The possibilities of illness narratives in virtual reality for bodies at the margins
Published in Digital Creativity, 2022
Pathologized embodiments may also look gendered. For decades, proponents of the trans community have had to negotiate a loss of agency when accepting a pathologized diagnosis in order to gain access to healthcare services. For example, in some healthcare jurisdictions, a mental disorder called gender dysphoria must be diagnosed before an individual can receive access to certain healthcare procedures, including gender-affirming surgery and/or insurance reimbursement for said procedures (Grinberg 2018). Receiving a mental health label can mean different things for every individual. Gendered embodiment, however, goes much further. Individuals labelled as intersex or diagnosed with specific endocrine disorders such as hyperandrogenism, face similar pressures (Alur-Gupta et al. 2019; Himelein and Thatcher 2006; Perram 2019). Hyperandrogenism is a condition of ‘excess’ male hormones, such as testosterone, which when identified in the ‘female’ body are associated with masculinizing symptoms including increased muscle mass, excess body and facial hair, male-pattern-baldness, and infertility. Beyond hormonal, there are also many distinct classifications for ‘diseases’ which mark the human sex chromosomes – all of which work to call into question the biological sex of a patient.
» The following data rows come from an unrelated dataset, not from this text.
PR #59853, opened 2024-09-04
Include type-meaning 'extends' clause in auto-import fix list

### LINKED ISSUE #59842: Cannot import Disposable
* in the vscode repo, open `src/vs/base/common/strings.ts`
* type:
```
class X extends Disposable {
}
```
* do cmd+.
* observe that the import Disposable from lifecycle.ts quick fix is not offerred 

Image

RyanCavanaugh:
If you have something like
```ts
// In global or local scope
interface Foo {
}

// User is editing here
class Bar extends Foo { }
//                ~~~
// Cannot extend interface, did you mean implements?

// In another file
export class Foo { }
```
This error is potentially fixable with an auto-import, so should appear in the list of errors that trigger autoimports

Checked locally
image

Fixes #59842


DanielRosenwasser:
Seems right, can you just add a quick test case?

jakebailey (approved):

Klinefelter Syndrome is a disorder that causes an extra X chromosome in males (XXY), Trisomy X causes an additional X chromosome in females (XXX), and XYY Syndrome embodies its namesake. Disorders such as these (which include recorded instances that reach as high as an assortment of five X and Y chromosomes) are not wholly unheard of and many times go undiagnosed due to the absence of ‘symptoms’ (Nussbaum 2007, 76). These are just a selection of pathologized embodiments, and the experience of each individual is, of course, unique. Some individuals with these or other illnesses may identify with feelings of subjugation in medical or social encounters, and others may not. It is significant to recognize bodily diversity in ways that expose pervasive institutional and societal desires that insist upon bodily normativity and which understand the ways in which this disenfranchises certain bodies over others.